> WHAT TO PRODUCE
Only one stretch of the records below should be repeated. It starts with the line containing "I'm fine with merging it." and goes on through the line containing "You map the", exactly as written.

> MATERIAL FOR THIS EXERCISE
PR #1531, opened 2022-11-25
Respect CFLAGS and LDFLAGS when building generator

sjmulder:


N-R-K:
What's the motivation for this? Does it make the generation process faster?

sjmulder:
These flags can be (and are) set in the build environment to configure things like include directories (e.g. `/usr/pkg/include`), extra compiler and linker flags for e.g. security, etc. These should be used when invoking the compiler or linker, and that's already the case in other places in this Makefile but not here.

N-R-K:
> that's already the case in other places in this Makefile but not here

That's because the generator is never installed or used by the user - it just generates the hash-table. I'm not against this change, but I'm curious what the motivation was because I don't think it brings any practical value.

sjmulder:
I know the generator isn't installed, however the flags are often necessary to make builds work on exotic platforms and we also use them for security hardening (enable fortify, relro). Those apply for intermediate tools as well. To be honest, I feel that the question should be about why such flags should be ignored.

jarun:
I'm fine with merging it.

jarun:
Thank you guys!

PR #1532, opened 2022-11-25
Add cppath plugin

raffaem:


jarun:
Please explain with path examples. Also, what's the use case?

raffaem:
You map the plugin to `;p`.
You select `/home/jarun/Documents/hello.txt`. You type `;p;p`. `/home/jarun/Documents/hello.txt` is copied in the clipboard.
You select `/home/jarun/Documents/hello.txt`. You type `;p`. You select `/home/jarun/Pictures/cat.jpg`. You type `;p`. `../Pictures/cat.jpg` is copied in the clipboard.

Use case:
You are editing `/home/jarun/mysoftware/src/main.cpp`.
You need data located in `/home/jarun/mysoftware/data/img/myimage.jpg`.
You can copy the relative path in the clipboard and then into the source file.

Another use case: you are writing in a forum to ask for help for the configuration file `/etc/systemd/systemd.d/myconf.f`. You copy the path in the clipboard and paste it into the forum.

jarun:
The `-x` program option already copies a selected file to clipboard.

raffaem:
I just had a look at it and it doesn't work for me because the choice between xclip and wl-copy should be based on XDG_SESSION_TYPE. I have both a Wayland desktop and a X11 desktop installed, but I'm running Wayland right now.

Anyway, after that is fixed, we can keep this for relative paths (first use case).

jarun:
> after that is fixed

You can add the same check in `.cbcp`.

jarun:
Also, your change is linux-only. Please use it locally. You can raise PR for the `XDG_SESSION_TYPE` check in `.cbcp`.

jarun:
Checks for `XDG_SESSION_TYP` added at commit 6bffaeeb445f10a88899626526316167aa4253cc.

raffaem:
I'm providing my plugin [here](https://github.com/raffaem/cppath) in case someone needs it. I think it is still useful for relative paths when you are programming and you need the relative paths to resources.

> Also, your change is linux-only.

It would be easy to add the checks for clip.exe, clipboard and the other tools the other plugins are using.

> ANSWER TO THIS EXERCISE
I'm fine with merging it.

jarun:
Thank you guys!

PR #1532, opened 2022-11-25
Add cppath plugin

raffaem:


jarun:
Please explain with path examples. Also, what's the use case?

raffaem:
You map the plugin to `;p`.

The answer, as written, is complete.